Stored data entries
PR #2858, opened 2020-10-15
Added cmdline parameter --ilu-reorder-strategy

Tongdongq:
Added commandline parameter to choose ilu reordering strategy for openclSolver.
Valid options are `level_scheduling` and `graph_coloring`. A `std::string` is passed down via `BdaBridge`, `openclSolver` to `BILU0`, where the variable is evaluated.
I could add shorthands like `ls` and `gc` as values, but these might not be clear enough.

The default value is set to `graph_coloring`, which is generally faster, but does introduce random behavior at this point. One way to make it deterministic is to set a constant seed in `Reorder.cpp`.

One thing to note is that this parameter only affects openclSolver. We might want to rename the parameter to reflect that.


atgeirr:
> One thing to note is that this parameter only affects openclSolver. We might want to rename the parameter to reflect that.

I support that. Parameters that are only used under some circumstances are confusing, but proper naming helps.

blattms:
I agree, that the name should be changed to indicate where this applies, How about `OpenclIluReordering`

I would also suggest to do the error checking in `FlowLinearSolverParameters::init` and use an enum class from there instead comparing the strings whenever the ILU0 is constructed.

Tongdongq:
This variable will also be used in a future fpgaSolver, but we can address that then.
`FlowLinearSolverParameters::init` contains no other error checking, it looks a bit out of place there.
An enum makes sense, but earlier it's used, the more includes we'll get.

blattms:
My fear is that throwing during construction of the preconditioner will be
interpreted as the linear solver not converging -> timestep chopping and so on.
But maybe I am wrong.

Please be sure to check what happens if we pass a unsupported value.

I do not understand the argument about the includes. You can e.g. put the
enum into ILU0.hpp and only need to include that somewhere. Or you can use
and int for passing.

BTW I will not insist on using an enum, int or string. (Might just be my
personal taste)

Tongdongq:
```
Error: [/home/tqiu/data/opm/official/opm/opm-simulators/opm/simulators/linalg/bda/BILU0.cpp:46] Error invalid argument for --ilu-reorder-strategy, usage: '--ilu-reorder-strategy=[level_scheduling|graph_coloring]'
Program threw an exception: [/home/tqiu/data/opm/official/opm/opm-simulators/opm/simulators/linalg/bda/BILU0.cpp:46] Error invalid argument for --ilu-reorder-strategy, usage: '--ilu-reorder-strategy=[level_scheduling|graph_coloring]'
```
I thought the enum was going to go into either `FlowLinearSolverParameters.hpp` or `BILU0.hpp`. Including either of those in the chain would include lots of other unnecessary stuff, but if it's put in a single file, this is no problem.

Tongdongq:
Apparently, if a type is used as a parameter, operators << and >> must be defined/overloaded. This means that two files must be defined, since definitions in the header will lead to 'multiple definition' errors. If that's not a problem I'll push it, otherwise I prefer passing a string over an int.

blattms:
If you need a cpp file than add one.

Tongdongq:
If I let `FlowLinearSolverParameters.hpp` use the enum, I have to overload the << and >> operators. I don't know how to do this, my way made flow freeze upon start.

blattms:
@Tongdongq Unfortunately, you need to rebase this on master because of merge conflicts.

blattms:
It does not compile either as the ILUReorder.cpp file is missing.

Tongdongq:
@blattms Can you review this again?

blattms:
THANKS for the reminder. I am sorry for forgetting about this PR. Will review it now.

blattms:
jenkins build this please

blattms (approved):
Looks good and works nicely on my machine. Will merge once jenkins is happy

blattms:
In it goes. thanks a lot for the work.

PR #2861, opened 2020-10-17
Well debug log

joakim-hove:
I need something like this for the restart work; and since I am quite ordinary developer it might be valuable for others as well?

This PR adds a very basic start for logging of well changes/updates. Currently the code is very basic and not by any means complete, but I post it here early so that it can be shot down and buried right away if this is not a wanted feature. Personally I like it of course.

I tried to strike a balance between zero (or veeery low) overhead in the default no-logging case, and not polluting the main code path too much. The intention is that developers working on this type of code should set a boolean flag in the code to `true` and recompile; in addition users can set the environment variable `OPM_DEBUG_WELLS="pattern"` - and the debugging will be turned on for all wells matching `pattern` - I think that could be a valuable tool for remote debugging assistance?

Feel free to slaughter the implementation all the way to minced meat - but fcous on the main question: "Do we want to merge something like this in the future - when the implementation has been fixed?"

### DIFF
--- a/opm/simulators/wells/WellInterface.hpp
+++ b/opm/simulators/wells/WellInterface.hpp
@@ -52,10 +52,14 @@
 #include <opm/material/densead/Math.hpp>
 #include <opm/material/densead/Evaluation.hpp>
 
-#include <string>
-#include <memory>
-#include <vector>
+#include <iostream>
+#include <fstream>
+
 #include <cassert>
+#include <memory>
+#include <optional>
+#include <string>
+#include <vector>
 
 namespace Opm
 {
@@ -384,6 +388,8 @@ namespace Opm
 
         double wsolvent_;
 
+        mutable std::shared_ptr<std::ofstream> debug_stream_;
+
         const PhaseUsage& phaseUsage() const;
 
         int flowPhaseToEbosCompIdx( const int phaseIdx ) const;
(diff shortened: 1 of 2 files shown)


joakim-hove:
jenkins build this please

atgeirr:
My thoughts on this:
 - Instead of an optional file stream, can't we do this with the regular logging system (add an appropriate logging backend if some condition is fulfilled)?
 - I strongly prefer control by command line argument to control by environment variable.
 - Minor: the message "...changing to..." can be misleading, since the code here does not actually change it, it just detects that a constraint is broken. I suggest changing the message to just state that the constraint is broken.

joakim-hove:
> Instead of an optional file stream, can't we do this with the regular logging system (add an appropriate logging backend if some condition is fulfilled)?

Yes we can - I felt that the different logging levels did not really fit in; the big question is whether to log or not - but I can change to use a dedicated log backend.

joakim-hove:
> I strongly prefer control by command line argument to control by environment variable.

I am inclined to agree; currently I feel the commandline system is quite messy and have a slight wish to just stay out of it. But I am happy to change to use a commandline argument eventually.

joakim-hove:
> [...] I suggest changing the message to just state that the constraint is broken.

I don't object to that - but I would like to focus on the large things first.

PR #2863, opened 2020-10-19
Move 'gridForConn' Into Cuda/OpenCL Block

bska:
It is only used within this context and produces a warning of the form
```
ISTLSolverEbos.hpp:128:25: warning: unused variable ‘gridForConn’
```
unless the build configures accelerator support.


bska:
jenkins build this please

**Work instructions**
Type the records again in full, matching them exactly.

**Written answer**
PR #2858, opened 2020-10-15
Added cmdline parameter --ilu-reorder-strategy

Tongdongq:
Added commandline parameter to choose ilu reordering strategy for openclSolver.
Valid options are `level_scheduling` and `graph_coloring`. A `std::string` is passed down via `BdaBridge`, `openclSolver` to `BILU0`, where the variable is evaluated.
I could add shorthands like `ls` and `gc` as values, but these might not be clear enough.

The default value is set to `graph_coloring`, which is generally faster, but does introduce random behavior at this point. One way to make it deterministic is to set a constant seed in `Reorder.cpp`.

One thing to note is that this parameter only affects openclSolver. We might want to rename the parameter to reflect that.


atgeirr:
> One thing to note is that this parameter only affects openclSolver. We might want to rename the parameter to reflect that.

I support that. Parameters that are only used under some circumstances are confusing, but proper naming helps.

blattms:
I agree, that the name should be changed to indicate where this applies, How about `OpenclIluReordering`

I would also suggest to do the error checking in `FlowLinearSolverParameters::init` and use an enum class from there instead comparing the strings whenever the ILU0 is constructed.

Tongdongq:
This variable will also be used in a future fpgaSolver, but we can address that then.
`FlowLinearSolverParameters::init` contains no other error checking, it looks a bit out of place there.
An enum makes sense, but earlier it's used, the more includes we'll get.

blattms:
My fear is that throwing during construction of the preconditioner will be
interpreted as the linear solver not converging -> timestep chopping and so on.
But maybe I am wrong.

Please be sure to check what happens if we pass a unsupported value.

I do not understand the argument about the includes. You can e.g. put the
enum into ILU0.hpp and only need to include that somewhere. Or you can use
and int for passing.

BTW I will not insist on using an enum, int or string. (Might just be my
personal taste)

Tongdongq:
```
Error: [/home/tqiu/data/opm/official/opm/opm-simulators/opm/simulators/linalg/bda/BILU0.cpp:46] Error invalid argument for --ilu-reorder-strategy, usage: '--ilu-reorder-strategy=[level_scheduling|graph_coloring]'
Program threw an exception: [/home/tqiu/data/opm/official/opm/opm-simulators/opm/simulators/linalg/bda/BILU0.cpp:46] Error invalid argument for --ilu-reorder-strategy, usage: '--ilu-reorder-strategy=[level_scheduling|graph_coloring]'
```
I thought the enum was going to go into either `FlowLinearSolverParameters.hpp` or `BILU0.hpp`. Including either of those in the chain would include lots of other unnecessary stuff, but if it's put in a single file, this is no problem.

Tongdongq:
Apparently, if a type is used as a parameter, operators << and >> must be defined/overloaded. This means that two files must be defined, since definitions in the header will lead to 'multiple definition' errors. If that's not a problem I'll push it, otherwise I prefer passing a string over an int.

blattms:
If you need a cpp file than add one.

Tongdongq:
If I let `FlowLinearSolverParameters.hpp` use the enum, I have to overload the << and >> operators. I don't know how to do this, my way made flow freeze upon start.

blattms:
@Tongdongq Unfortunately, you need to rebase this on master because of merge conflicts.

blattms:
It does not compile either as the ILUReorder.cpp file is missing.

Tongdongq:
@blattms Can you review this again?

blattms:
THANKS for the reminder. I am sorry for forgetting about this PR. Will review it now.

blattms:
jenkins build this please

blattms (approved):
Looks good and works nicely on my machine. Will merge once jenkins is happy

blattms:
In it goes. thanks a lot for the work.

PR #2861, opened 2020-10-17
Well debug log

joakim-hove:
I need something like this for the restart work; and since I am quite ordinary developer it might be valuable for others as well?

This PR adds a very basic start for logging of well changes/updates. Currently the code is very basic and not by any means complete, but I post it here early so that it can be shot down and buried right away if this is not a wanted feature. Personally I like it of course.

I tried to strike a balance between zero (or veeery low) overhead in the default no-logging case, and not polluting the main code path too much. The intention is that developers working on this type of code should set a boolean flag in the code to `true` and recompile; in addition users can set the environment variable `OPM_DEBUG_WELLS="pattern"` - and the debugging will be turned on for all wells matching `pattern` - I think that could be a valuable tool for remote debugging assistance?

Feel free to slaughter the implementation all the way to minced meat - but fcous on the main question: "Do we want to merge something like this in the future - when the implementation has been fixed?"

### DIFF
--- a/opm/simulators/wells/WellInterface.hpp
+++ b/opm/simulators/wells/WellInterface.hpp
@@ -52,10 +52,14 @@
 #include <opm/material/densead/Math.hpp>
 #include <opm/material/densead/Evaluation.hpp>
 
-#include <string>
-#include <memory>
-#include <vector>
+#include <iostream>
+#include <fstream>
+
 #include <cassert>
+#include <memory>
+#include <optional>
+#include <string>
+#include <vector>
 
 namespace Opm
 {
@@ -384,6 +388,8 @@ namespace Opm
 
         double wsolvent_;
 
+        mutable std::shared_ptr<std::ofstream> debug_stream_;
+
         const PhaseUsage& phaseUsage() const;
 
         int flowPhaseToEbosCompIdx( const int phaseIdx ) const;
(diff shortened: 1 of 2 files shown)


joakim-hove:
jenkins build this please

atgeirr:
My thoughts on this:
 - Instead of an optional file stream, can't we do this with the regular logging system (add an appropriate logging backend if some condition is fulfilled)?
 - I strongly prefer control by command line argument to control by environment variable.
 - Minor: the message "...changing to..." can be misleading, since the code here does not actually change it, it just detects that a constraint is broken. I suggest changing the message to just state that the constraint is broken.

joakim-hove:
> Instead of an optional file stream, can't we do this with the regular logging system (add an appropriate logging backend if some condition is fulfilled)?

Yes we can - I felt that the different logging levels did not really fit in; the big question is whether to log or not - but I can change to use a dedicated log backend.

joakim-hove:
> I strongly prefer control by command line argument to control by environment variable.

I am inclined to agree; currently I feel the commandline system is quite messy and have a slight wish to just stay out of it. But I am happy to change to use a commandline argument eventually.

joakim-hove:
> [...] I suggest changing the message to just state that the constraint is broken.

I don't object to that - but I would like to focus on the large things first.

PR #2863, opened 2020-10-19
Move 'gridForConn' Into Cuda/OpenCL Block

bska:
It is only used within this context and produces a warning of the form
```
ISTLSolverEbos.hpp:128:25: warning: unused variable ‘gridForConn’
```
unless the build configures accelerator support.


bska:
jenkins build this please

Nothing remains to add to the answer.